(Source data)
"""

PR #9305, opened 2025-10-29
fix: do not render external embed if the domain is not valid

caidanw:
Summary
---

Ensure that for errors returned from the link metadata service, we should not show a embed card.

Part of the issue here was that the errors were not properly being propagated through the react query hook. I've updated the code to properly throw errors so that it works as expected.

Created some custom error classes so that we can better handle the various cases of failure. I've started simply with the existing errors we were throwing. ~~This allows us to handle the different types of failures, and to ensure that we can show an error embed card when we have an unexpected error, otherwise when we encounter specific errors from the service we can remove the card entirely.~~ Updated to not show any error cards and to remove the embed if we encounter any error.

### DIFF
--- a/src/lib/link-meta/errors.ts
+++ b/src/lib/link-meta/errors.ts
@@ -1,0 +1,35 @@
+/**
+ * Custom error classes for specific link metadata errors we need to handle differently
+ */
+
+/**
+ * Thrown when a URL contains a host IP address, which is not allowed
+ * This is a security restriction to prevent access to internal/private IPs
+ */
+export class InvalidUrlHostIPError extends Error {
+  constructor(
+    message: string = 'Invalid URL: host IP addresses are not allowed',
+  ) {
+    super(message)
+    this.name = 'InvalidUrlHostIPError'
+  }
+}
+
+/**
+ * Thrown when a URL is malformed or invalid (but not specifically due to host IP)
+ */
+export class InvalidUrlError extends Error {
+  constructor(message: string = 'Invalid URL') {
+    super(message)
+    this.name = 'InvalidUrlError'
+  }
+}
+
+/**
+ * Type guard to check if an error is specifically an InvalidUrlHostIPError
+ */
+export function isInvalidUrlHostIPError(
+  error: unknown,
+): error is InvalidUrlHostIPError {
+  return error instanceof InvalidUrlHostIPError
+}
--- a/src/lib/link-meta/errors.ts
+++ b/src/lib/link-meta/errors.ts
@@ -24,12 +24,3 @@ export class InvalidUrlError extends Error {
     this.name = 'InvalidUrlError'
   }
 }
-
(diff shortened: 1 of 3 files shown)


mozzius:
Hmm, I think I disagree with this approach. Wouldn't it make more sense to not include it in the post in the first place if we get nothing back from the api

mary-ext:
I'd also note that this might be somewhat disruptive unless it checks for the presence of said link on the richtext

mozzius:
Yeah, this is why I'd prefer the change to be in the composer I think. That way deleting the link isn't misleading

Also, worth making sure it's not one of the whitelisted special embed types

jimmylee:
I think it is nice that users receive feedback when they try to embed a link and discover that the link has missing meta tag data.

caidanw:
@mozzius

"""
"""

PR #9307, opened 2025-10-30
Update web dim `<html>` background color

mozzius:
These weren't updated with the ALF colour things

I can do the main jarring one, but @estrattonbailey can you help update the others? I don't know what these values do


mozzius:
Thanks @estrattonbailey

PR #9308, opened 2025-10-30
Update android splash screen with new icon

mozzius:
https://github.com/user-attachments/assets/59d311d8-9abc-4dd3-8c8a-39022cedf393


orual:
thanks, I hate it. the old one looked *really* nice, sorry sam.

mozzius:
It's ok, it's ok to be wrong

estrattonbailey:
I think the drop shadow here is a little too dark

"""
"""

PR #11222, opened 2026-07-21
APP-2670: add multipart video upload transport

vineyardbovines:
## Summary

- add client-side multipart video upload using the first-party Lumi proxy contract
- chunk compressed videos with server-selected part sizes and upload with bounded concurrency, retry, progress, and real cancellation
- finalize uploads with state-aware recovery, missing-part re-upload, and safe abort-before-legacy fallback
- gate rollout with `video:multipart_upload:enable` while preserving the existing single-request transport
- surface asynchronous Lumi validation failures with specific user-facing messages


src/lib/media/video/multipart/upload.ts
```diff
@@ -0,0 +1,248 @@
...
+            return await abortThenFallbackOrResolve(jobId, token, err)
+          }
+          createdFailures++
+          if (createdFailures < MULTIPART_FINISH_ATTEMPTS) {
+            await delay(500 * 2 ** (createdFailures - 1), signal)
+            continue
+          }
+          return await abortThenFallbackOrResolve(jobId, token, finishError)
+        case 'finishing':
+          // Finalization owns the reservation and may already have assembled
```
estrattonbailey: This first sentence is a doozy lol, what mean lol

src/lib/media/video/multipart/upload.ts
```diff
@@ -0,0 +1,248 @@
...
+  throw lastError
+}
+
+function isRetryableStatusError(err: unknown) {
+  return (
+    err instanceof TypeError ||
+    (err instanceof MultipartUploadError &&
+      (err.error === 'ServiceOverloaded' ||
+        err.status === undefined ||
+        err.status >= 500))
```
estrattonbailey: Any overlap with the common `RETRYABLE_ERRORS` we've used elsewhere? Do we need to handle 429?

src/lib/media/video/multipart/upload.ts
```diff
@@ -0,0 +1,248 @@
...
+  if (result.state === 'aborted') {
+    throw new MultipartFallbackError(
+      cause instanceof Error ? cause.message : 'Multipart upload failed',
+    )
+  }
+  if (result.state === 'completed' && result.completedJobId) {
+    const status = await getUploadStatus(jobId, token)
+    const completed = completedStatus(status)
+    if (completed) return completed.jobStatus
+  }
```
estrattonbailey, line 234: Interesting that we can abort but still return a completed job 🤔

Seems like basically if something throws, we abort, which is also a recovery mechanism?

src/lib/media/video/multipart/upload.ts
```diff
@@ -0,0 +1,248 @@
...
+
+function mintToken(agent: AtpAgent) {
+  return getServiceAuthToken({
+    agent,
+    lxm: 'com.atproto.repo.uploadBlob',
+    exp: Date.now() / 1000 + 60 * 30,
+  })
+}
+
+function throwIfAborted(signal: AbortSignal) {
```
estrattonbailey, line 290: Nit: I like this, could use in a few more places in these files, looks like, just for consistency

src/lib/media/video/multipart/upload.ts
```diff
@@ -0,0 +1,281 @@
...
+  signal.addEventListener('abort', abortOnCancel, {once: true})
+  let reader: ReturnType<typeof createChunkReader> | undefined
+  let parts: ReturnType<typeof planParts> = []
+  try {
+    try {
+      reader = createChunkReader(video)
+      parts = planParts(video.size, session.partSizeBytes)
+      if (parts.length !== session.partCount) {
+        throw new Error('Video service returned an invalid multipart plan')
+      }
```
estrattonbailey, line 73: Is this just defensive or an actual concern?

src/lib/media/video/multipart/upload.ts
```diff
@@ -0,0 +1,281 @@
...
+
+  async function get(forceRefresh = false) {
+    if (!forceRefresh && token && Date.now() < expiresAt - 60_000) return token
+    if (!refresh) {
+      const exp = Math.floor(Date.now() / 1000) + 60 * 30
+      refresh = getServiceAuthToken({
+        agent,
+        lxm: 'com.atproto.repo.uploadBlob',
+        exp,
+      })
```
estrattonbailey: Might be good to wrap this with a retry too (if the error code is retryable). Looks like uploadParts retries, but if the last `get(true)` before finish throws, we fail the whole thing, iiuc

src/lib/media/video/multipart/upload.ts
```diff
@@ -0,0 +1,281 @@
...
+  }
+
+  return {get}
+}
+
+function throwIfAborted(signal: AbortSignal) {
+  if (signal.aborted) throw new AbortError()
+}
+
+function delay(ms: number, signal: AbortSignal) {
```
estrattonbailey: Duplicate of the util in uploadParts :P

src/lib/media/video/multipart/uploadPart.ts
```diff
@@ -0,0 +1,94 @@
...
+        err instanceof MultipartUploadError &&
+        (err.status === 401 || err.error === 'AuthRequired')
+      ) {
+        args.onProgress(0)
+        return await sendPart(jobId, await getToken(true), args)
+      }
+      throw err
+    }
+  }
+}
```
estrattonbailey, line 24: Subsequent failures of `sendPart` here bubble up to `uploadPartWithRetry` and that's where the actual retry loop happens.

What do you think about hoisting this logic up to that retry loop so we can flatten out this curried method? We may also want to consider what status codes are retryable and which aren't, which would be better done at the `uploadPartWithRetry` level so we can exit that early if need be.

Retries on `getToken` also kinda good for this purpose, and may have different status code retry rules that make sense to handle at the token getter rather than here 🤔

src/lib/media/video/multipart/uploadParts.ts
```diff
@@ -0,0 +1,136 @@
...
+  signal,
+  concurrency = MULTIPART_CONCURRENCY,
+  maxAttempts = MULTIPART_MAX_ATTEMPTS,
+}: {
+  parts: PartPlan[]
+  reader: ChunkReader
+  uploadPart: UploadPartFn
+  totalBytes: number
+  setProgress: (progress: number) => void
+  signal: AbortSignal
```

"""

*ACTION ITEM*:
Each line in the records that carries "string" must be copied out.

*COMPLETED EXERCISE*:
+    message: string = 'Invalid URL: host IP addresses are not allowed',
+  constructor(message: string = 'Invalid URL') {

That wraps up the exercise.